Beginning at the line that includes "Feel free to", print each remaining line of the data word for word. Output nothing else.

----

PR #509, opened 2021-12-17
build: Accept Python 3.11 as requirement

pawamoy:
Also see https://iscinumpy.dev/post/bound-version-constraints/ for why I didn't cap with `<4.0` or `<3.12`.

### DIFF
--- a/.github/workflows/ci.yml
+++ b/.github/workflows/ci.yml
@@ -31,7 +31,7 @@ jobs:
           - macos-latest
           - ubuntu-latest
           - windows-latest
-        python-version: ["3.6", "3.7", "3.8", "3.9", "3.10", "3.11-dev"]
+        python-version: ["3.7", "3.8", "3.9", "3.10", "3.11-dev"]
     runs-on: ${{ matrix.os }}
     steps:
       # HACK https://github.com/actions/cache/issues/315
--- a/.github/workflows/ci.yml
+++ b/.github/workflows/ci.yml
@@ -33,6 +33,7 @@ jobs:
           - windows-latest
         python-version: ["3.7", "3.8", "3.9", "3.10", "3.11-dev"]
     runs-on: ${{ matrix.os }}
+    continue-on-error: ${{ matrix.python-version == '3.11-dev' }}
     steps:
       # HACK https://github.com/actions/cache/issues/315
       - name: Enable msys binaries
--- a/.github/workflows/ci.yml
+++ b/.github/workflows/ci.yml
@@ -31,7 +31,7 @@ jobs:
           - macos-latest
           - ubuntu-latest
           - windows-latest
-        python-version: ["3.6", "3.7", "3.8", "3.9", "3.10"]
+        python-version: ["3.6", "3.7", "3.8", "3.9", "3.10", "3.11-dev"]
     runs-on: ${{ matrix.os }}
     steps:
       # HACK https://github.com/actions/cache/issues/315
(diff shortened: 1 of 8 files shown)


pawamoy:
Ah, the failures come from apipkg, which I know fixed the issue already. That illustrate the benefit of avoiding upper bounds on dependencies :joy:

.github/workflows/ci.yml
```diff
@@ -31,7 +31,7 @@ jobs:
           - macos-latest
           - ubuntu-latest
           - windows-latest
-        python-version: ["3.6", "3.7", "3.8", "3.9", "3.10"]
+        python-version: ["3.6", "3.7", "3.8", "3.9", "3.10", "3.11-dev"]
```
Yajo, line 34: You shouldn't set a prerelease as required. Let the CI be happy if 3.11-dev fails. See https://docs.github.com/en/actions/learn-github-actions/workflow-syntax-for-github-actions#jobsjob_idstepscontinue-on-error

Also, drop 3.6.

pyproject.toml
```diff
@@ -27,7 +27,7 @@ copier = "copier.cli:CopierApp.run"
 "Bug Tracker" = "https://github.com/copier-org/copier/issues"
 
 [tool.poetry.dependencies]
-python = ">=3.6.2,<3.11"
+python = ">=3.6.2"
```
Yajo, line 30: According to https://endoflife.date/python, 3.6 has 6 days left of support, and I can safely assume we won't have copier v6 before that time, so you can put 3.7 as the lower limit.

Yajo (changes requested):
Good idea, but some comments on it.

I had to go to the section "If you need a TL;DR for the TL;DR" of that link you passed (it's weekend, my friend 😆). Seems legit. 👍🏼

.github/workflows/ci.yml
pawamoy: Right!

pyproject.toml
pawamoy: OK!

README.md
```diff
@@ -21,7 +21,7 @@ A library and CLI app for rendering project templates.
 
 ## Installation
 
-1. Install Python 3.6.1 or newer (3.8 or newer if you're on Windows).
+1. Install Python 3.7 or newer (3.8 or newer if you're on Windows).
```
Yajo, line 24: This deserves something in the changelog

Yajo (changes requested):

README.md
pawamoy: Oh yes, the changelog

pawamoy:
By the way, there are two HACK/FIXME comments in the code related to Python 3.6, not sure if you'd like to fix them in this PR or another.

README.md
pawamoy: Should it go in Deprecated, Removed, Changed?

Yajo:
Feel free to do it, if CI goes green I'll merge 😄

README.md
Yajo: That's removed, right?

pawamoy:
Could you re-run the CI jobs? I'm not sure the one displayed here are the right ones.

Yajo:
It seems you're hitting https://github.com/mhammond/pywin32/issues/1716. Weird because the fix is in version 302, which is the one being installed in CI.

Well, nevermind. I guess it's normal to get these kind of failures.

We were having pending builds of 3.6 because the master branch was configured to expect those builds. I fixed its expectations with github UI and now it allows me to merge.

Do you want to try to fix the 3.11 build, or do I merge now?

pawamoy:
OK thanks! You can merge now, I'll see if I can do something for 3.11 later :)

----

### Answer to the exercise
Feel free to do it, if CI goes green I'll merge 😄

README.md
Yajo: That's removed, right?

pawamoy:
Could you re-run the CI jobs? I'm not sure the one displayed here are the right ones.

Yajo:
It seems you're hitting https://github.com/mhammond/pywin32/issues/1716. Weird because the fix is in version 302, which is the one being installed in CI.

Well, nevermind. I guess it's normal to get these kind of failures.

We were having pending builds of 3.6 because the master branch was configured to expect those builds. I fixed its expectations with github UI and now it allows me to merge.

Do you want to try to fix the 3.11 build, or do I merge now?

pawamoy:
OK thanks! You can merge now, I'll see if I can do something for 3.11 later :)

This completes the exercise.